As Author Rebecca K. Shrum explains, these exaggerated ghosts and dramatized stories allow the maintaining of a safe dis­tance from history, which permits spectators to imagine the horrors of slavery while avoiding facing the consequences of such accounts. Often these stories tend to center dazzling, thrilling tales that promote racism. Stories and Caricatures of sexually predatory “Jezebel” slaves, comforting “Mammy” slaves, or voodoo priestess slaves full of witchy black magic distort historical truth and undermine the dignity and value of black history. Ashley Rogers, the Whitney Plantation Museum Director, notes that while Native American massacres and slavery do haunt the history of this country, this invented gory and fantastic narrative is easier for people to swallow than the “everydayness and horror of American chattel slavery.” In turn, this prevents any progress in the future. As Toni Morrison famously remarked, “Racial ignorance is a prison from which there is no escape because there are no doors,” meaning, if we ignore this racist past, there is no hope for a change.

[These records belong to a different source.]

PR #3227, opened 2016-06-30
Set route validation bind context

### LINKED ISSUE #3226: Bound context is not available in route validation function:
```this``` in custom validation functions is undefined, so there is no way to benefit from ```server.bind(context)``` or ```server.methods```

```javascript
const Hapi = require('hapi');

server.connection({ port: 8080 });

server.bind({ foo: 'bar' });

server.route({
	method: "GET",
	path: "/{id}",
	config: {
		validate: {
			params: function(value, options, next) {
				console.log(this); // this === undefiend
				next(null, value);
			}
		}
	},
	handler: function(request, reply) {
		reply(this.foo);
	}
});

server.start(() => console.log(`Server running at ${server.info.uri}`));
```

red-0ne:
fixes #3226

### DIFF
--- a/lib/validation.js
+++ b/lib/validation.js
@@ -139,7 +139,8 @@ internals.input = function (source, request, next) {
 
     request._protect.run(postValidate, (exit) => {
 
-        return schema(request[source], localOptions, exit);
+        const bind = request.route.settings.bind || request.route.realm || null;
+        return schema.call(bind, request[source], localOptions, exit);
     });
 };
 
--- a/lib/validation.js
+++ b/lib/validation.js
@@ -139,7 +139,7 @@ internals.input = function (source, request, next) {
 
     request._protect.run(postValidate, (exit) => {
 
-        const bind = request.route.settings.bind || request.route.realm || null;
+        const bind = request.route.settings.bind || request.route.realm;
         return schema.call(bind, request[source], localOptions, exit);
     });
 };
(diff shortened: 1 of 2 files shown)


red-0ne:
How can I fix ```lib/validation.js missing coverage on line(s): 142``` ?

Marsup:
By covering all the possibilities in your tests.

nlf:
so that line looks like this:

```js
const bind = request.route.settings.bind || request.route.realm || null;
```

in order to get full coverage, you need tests where `request.route.settings.bind` are both truthy and falsey, likewise for `request.route.realm`. think of it like making sure you can actually reach that final `|| null`

lib/validation.js
```diff
@@ -139,7 +139,8 @@ internals.input = function (source, request, next) {
 
     request._protect.run(postValidate, (exit) => {
 
-        return schema(request[source], localOptions, exit);
+        const bind = request.route.settings.bind || request.route.realm || null;
+        return schema.call(bind, request[source], localOptions, exit);
```
arb: Do we want `call` on hot code?

Marsup: `call` and `apply` are not slower than bound functions last time I checked, how would you do it ?

arb: Change the whole framework so you always pass a `context` object rather than relying on `this` 😄 

But seriously, yeah there really isn't a way to do that other than `call` here.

The past informs the present, and the present informs the future. 

While the ghosts hanging in the yard do not claim to be personally responsible for a lack of justice and recognition of the realities of New Orleans’ past, they offer an insight into why 77% of people searched and arrested by New Orleans police are Black, why 33% of Black New Orleanians are without healthcare compared to the 16% of White New Orleanians without healthcare, why Black students in New Orleans are twice as likely to be suspended than their White peers, and the countless additions to this list of systemic racial inequalities existing in New Orleans today. These realities reflect Pulitzer Prize winner Taylor Branch’s sentiment emphasizing that in avoiding the realities of this racist history, today’s systemic inequalities are the result of “50 years of trying to avoid and hide that subject.” 

Jazz playing skeleton decorations in New Orleans (Photo by: Jake Cvnningham)

While a spectator would be remiss to not appreciate inscriptions of “Here lies Mozart, decomposing” or “Don’t make me come up there!” on pop-up headstones littered across yards during Halloween, to recognize the history that led New Orleans to become a hub of Halloween frenzy is equally as important. If the city as a whole fails to do so, rather than celebrating New Orleans, the community is largely disregarding the true ghosts of the past that are still with us today.